** Work order **
Go through the listing below and state how many of its lines include "accumulator". Write only that number.

** Provided records **

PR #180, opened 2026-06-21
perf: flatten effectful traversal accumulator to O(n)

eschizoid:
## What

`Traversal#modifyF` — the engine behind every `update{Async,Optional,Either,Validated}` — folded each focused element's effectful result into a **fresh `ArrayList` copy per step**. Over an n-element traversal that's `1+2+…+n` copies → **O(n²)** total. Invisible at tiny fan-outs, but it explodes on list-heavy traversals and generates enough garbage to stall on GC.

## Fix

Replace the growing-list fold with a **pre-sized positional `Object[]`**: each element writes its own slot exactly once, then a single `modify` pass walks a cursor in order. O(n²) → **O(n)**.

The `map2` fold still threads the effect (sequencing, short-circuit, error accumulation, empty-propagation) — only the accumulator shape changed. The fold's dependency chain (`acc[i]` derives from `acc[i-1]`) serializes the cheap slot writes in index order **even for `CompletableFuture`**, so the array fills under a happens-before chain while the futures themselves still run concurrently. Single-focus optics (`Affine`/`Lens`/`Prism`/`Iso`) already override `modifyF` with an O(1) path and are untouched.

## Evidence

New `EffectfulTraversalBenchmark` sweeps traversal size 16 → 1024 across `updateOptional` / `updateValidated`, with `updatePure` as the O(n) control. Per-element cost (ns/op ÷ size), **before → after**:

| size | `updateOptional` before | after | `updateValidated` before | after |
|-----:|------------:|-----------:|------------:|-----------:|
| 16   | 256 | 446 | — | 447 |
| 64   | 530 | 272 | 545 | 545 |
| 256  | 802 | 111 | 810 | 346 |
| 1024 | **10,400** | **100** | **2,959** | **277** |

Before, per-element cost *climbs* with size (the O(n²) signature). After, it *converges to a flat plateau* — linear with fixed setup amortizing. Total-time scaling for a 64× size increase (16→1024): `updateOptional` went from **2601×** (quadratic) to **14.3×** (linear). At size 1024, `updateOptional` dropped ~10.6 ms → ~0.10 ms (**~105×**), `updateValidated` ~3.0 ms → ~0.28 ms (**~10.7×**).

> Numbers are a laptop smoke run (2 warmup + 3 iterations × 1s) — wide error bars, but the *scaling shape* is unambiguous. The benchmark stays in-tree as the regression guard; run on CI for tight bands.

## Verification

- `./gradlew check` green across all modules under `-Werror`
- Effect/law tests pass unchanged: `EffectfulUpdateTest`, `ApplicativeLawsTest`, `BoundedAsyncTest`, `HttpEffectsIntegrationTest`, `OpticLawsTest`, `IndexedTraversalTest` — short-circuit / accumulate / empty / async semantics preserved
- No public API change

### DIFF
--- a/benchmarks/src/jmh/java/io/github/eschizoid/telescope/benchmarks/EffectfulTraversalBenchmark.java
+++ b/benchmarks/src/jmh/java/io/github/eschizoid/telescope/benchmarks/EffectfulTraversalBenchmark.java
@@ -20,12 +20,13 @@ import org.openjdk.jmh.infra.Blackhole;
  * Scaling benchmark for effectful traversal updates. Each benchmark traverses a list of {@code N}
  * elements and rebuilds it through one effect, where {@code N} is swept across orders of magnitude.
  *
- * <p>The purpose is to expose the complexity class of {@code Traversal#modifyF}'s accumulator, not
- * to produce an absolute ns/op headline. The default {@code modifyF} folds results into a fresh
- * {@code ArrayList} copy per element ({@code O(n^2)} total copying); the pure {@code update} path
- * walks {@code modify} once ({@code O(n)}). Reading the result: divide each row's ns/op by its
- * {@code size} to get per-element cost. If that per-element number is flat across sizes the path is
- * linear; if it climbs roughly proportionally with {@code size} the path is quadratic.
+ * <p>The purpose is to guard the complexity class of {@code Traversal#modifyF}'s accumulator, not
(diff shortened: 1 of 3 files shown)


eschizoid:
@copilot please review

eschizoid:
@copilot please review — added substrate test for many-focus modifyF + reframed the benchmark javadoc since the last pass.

** Output for this task **
4